• Problem description:
Word for word, reproduce the data that follows.

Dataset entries

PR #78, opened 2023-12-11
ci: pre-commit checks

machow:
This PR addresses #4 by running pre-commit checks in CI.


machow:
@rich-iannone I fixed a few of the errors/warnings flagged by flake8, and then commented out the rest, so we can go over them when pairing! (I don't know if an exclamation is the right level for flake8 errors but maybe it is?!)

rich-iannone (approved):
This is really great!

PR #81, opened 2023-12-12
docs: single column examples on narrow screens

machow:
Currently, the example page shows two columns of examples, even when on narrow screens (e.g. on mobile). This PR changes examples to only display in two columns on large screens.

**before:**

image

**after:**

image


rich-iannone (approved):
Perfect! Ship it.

• Answer to this exercise:
PR #78, opened 2023-12-11
ci: pre-commit checks

machow:
This PR addresses #4 by running pre-commit checks in CI.


machow:
@rich-iannone I fixed a few of the errors/warnings flagged by flake8, and then commented out the rest, so we can go over them when pairing! (I don't know if an exclamation is the right level for flake8 errors but maybe it is?!)

rich-iannone (approved):
This is really great!

PR #81, opened 2023-12-12
docs: single column examples on narrow screens

machow:
Currently, the example page shows two columns of examples, even when on narrow screens (e.g. on mobile). This PR changes examples to only display in two columns on large screens.

**before:**

image

**after:**

image


rich-iannone (approved):
Perfect! Ship it.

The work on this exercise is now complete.